Out of pencils and pens again? Me too.
Our official position at BrokeTeacher.com is that you should not spend your paycheck on your job. That includes buying a million pencils. You should pay down your debt instead. Nothing’ll take you down faster than pens and pencils. One simple “Yes,” followed by a pen is like a drop of blood in an ocean of sharks, or taking a bite of an apple in a forest full of starving bears.
It can only end badly.
So, what’s a broke teacher to do?
We surveyed broke teachers about the best places they know for stealing pencils and pens and resupplying their stash. Here is what we found:
Be a convention crasher
Walk into a random convention. No one will question you if you look and act the part.
Say, “Hey, it’s been forever since I saw you at that meeting.” Of course they didn’t see you, but they won’t admit it.
Use your conversations to work your way around the room, picking up every hotel pen you see. Don’t get greedy and go for the little notebooks. They’re too bulky and you’ll get outed like an old lady who took one too many sugar packets from the diner.
Don’t worry–the real business people don’t want hotel pens. They buy snooty pens and come with a million gadgets. They probably don’t need a pen at all. If you get caught, confess. Let a tear drop from your eye. Real conference attendees will feel sorry for you, and make arrangements for their assistants to send you all the pens they don’t use from their office.
Go to the doctors, and conveniently leave with all the pens on the clipboard. Double-check the office window, because there’s usually a cup full of them there. Take those, too. Just remember to wipe them with an antibacterial wipe–doctors offices are places for sick people.
If you do end up getting sick, return to the doctors. They will have refilled the pen cups and clipboards. Don’t leave those behind!
Once I got a handful of Viagra pens.

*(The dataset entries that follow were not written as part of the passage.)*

PR #192, opened 2022-10-20
Add events to website

keunes:
If ever we change the recurrence, we should do something with `RECURRENCE-ID` (https://icalevents.com/4437-correct-handling-of-uid-recurrence-id-sequence/). Not sure if a new VEVENT block would be required or not.
* [ ] Check for a GitHub action to check ICS validity, maybe system that checks if it doens't exist yet.

Key resources that helped me understand ICS & helped me make this:
* https://www.webdavsystem.com/server/creating_caldav_carddav/calendar_ics_file_structure
* https://stackoverflow.com/a/37348467
* https://icalendar.org/RFC-Specifications/iCalendar-RFC-5545/
* https://talk.jekyllrb.com/t/how-to-fold-wrap-the-content-after-number-of-characters/7312/6?u=keunes
* https://github.com/vinorodrigues/bootstrap-dark
* https://michaelcurrin.github.io/dev-cheatsheets/cheatsheets/jekyll/liquid/time-handling.html
* http://www.strfti.me/
* https://www.shopify.com/partners/blog/liquid-date-format


_config.yml
```diff
@@ -34,6 +34,21 @@ collections:
   blog:
     output: "true"
     permalink: /blog/:year/:month/:slug
+  events:
+    output: "true"
+    permalink: /events/:year/:month/:title
+
+defaults:
+  - scope:
+      path: ""
```
ByteHamster, line 43: This looks like it would be possible to use different folders for blog posts and events. If that's the case, I think that would be nicer :)

_events/community-meeting.md
```diff
@@ -0,0 +1,17 @@
+---
+title: Community meeting
+summary: Our monthly meeting to discuss anything AntennaPod. Join us!
+image:
+permalink: /events/:slug
+date: "2022-04-09 18:00:00 +0200" # yyyy-mm-dd hh:mm:ss _hhmm Where _ is either + or - to indicate the timezone in which the event is noted
+ICS: 0361F458-FD97-46CD-A014-076C1995439E # Name of file added in assets/events folder
```
ByteHamster, line 7: Instead of having one ICS file per event that one needs to add to their calendar, how about having one single, dynamic ICS that contains all (old and new) events? We could even automate the creation of that file, based on the metadata given above. Then one needs to add it to their calendar only once, and automatically gets new events showing up

_data/navbar.yml
```diff
@@ -9,3 +9,5 @@
   url: /documentation
 - key: titles.forum
   url: https://forum.antennapod.org/
+- key: titles.events
+  url: /events
```
ByteHamster, line 13: I think it would fit better before or after "contribute". Then the last item stays the "external" link. This also ensures that the "contribute"-type links are together, while the "user-support"-type links are in the end.

keunes:
@ByteHamster The Netlify deploy failed because our deploy setting was to use Ubuntu 16.04 and it's depricated. I've changed it to 20.04 and the deploy succeeded (messages here are just not updated).
https://deploy-preview-192--antennapod-test.netlify.app/

keunes:
What I don't get:

Putting https://deploy-preview-192--antennapod-test.netlify.app/events.ics in this validator: https://icalendar.org/validator.html gives an error:
> Lines not delimited by CRLF sequence [near line # 1](javascript:void(0);)
> Reference: [RFC 5545 3.1. Content Lines](http://icalendar.org/iCalendar-RFC-5545/3-1-content-lines.html)

However, when copy-pasting the file contents, the validator doesn't throw an error.

keunes:
Trying to subscribe to https://deploy-preview-192--antennapod-test.netlify.app/events.ics as an external calendar throws an error :(

ByteHamster:
I don't know much about ics, but should this semicolon maybe be a colon?

```
RDATE;VALUE=PERIOD;TZID=Europe/Brussels:20221022T160000/20221022T170000
                  ^
```

ByteHamster:
> Lines not delimited by CRLF sequence

Try changing the line endings of the file in your editor. Apparently ics files need Windows line endings.

keunes:
> I don't know much about ics, but should this semicolon maybe be a colon?

Not according to [the standard](https://www.kanzaki.com/docs/ical/rdate.html#descr). And I saw this example here: https://github.com/ical4j/ical4j/issues/549

> Try changing the line endings of the file in your editor. Apparently ics files need Windows line endings.

Ahh, thanks! Will give that a try :-)

ByteHamster:
> Not according to [the standard](https://www.kanzaki.com/docs/ical/rdate.html#descr).

In the examples in the bottom, they do use a colon.

keunes:
> In the examples in the bottom, they do use a colon.

The official example has only one attribute each time. In case of multiple attributes, only at the end the colon is used:
`ATTENDEE;ROLE=REQ-PARTICIPANT;PARTSTAT=TENTATIVE;CN=Henry Cabot:MAILTO:hcabot@host2.com` ([example](https://www.kanzaki.com/docs/ical/attendee.html))

_events/0_A meeting template.md
```diff
@@ -0,0 +1,49 @@
...
+# Recommended. Human-readable description of the location (e.g. address) for ICS. If not provided, link to meeting-room or to OSM will be used.
+more-information: 
+# Optional. Must be a URL.
+meeting-room: 
+# Optional. Must be a URL. Link displayed on event page if "location: online".
+blog-post: 
+# Optional. Must be the path of the blog post, starting with the year (e.g. /2022/10/translation-coordinator).
+---
+
+# Event description goes here. Displayed on the event detail page, and used for the body of the ICS calendar event.
```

I figured my students would appreciate them very much.
Getting pens from the doctor’s office only works if you have an appointment. Don’t make an appointment for the purpose of restocking pens. The cost of the copay is more than the cost of pens.
EdCamps and EdTech Conferences
EdCamps are professional development days where teachers gather and share tech ideas that work. It’s about tech, so again, pens aren’t that necessary. You might as well take them. Entrepreneurs set up booths at edtech conferences. This is like winning the pen lottery. If you go home empty-handed, it’s completely your fault!
At really big conferences, you can count on the fact most people “networked” the night before, which means they aren’t feeling very well the next morning of the conference. That leaves a ton of unguarded pens and pencils everywhere.
Banks and Post Offices
It’s the 21st Century. It’s true you never have to go to a bank or post office in person. Banking is online–heck, my bank’s a plane ride away–and companies like Shyp come to you! Still, there’s a good reason for going to the bank and post office…they have pens!
Sure, they’re chained to the counter, because lots of other broke teachers get the same idea, but if you’re really quiet and carry the right tools–say, a small jewelry metal cutter–you can unchain the pen from the counter with as little of the ball-chain attached as possible.
Whenever you see a pen in your school with a bank ball-chain, you’ll have all the evidence you need to call that student out for stealing your pen.
Invite in recruiters
One guidance counselor surveyed for this article said, “The best place for pencils is the military, hands down.” She invites recruiters in just for the pens.
Recruiters bring stickers, water bottles, and pens by the truckload. The same government who spent millions trying to develop a pen that writes in space while Russians used a pencil has tax dollars to spare for marketing and recruiting materials.
I’m proud of my Marine Corps pencils. They make me feel like a true patriotic American at times of great political strife.
The National Guard brings pencils by the boxful, and they set up a rock wall. While students are busy having fun, teachers wipe the government clean of every pencil in sight.
I hope the recruiter doesn’t read this, because he might get those bank chains. Then this’ll take Seal Team Five and a Half to replenish the pens.
Guidance also admits to scheduling blood drives–they also come with pens, and notes that some colleges and test companies produce pens that are also highlighters, too. That’s high budget right there!
Golf tournaments and bowling alleys
You don’t want to simply restock your pencils and pens–you want to KEEP them in your classroom. Getting golf pencils is the surest way to do that. If you get golf pencils, kids will NEVER walk off with them. Nobody wants a golf pencil–even a golfer. They’re a pain to write with and they look shameful to boot.
While some feel the lack of eraser is a sign you won’t make a mistake, no one wants a two-inch pencil you that isn’t even sharpened in the right shape. Get these, and your life will be complete. You will never need to go on a pencil hunt again!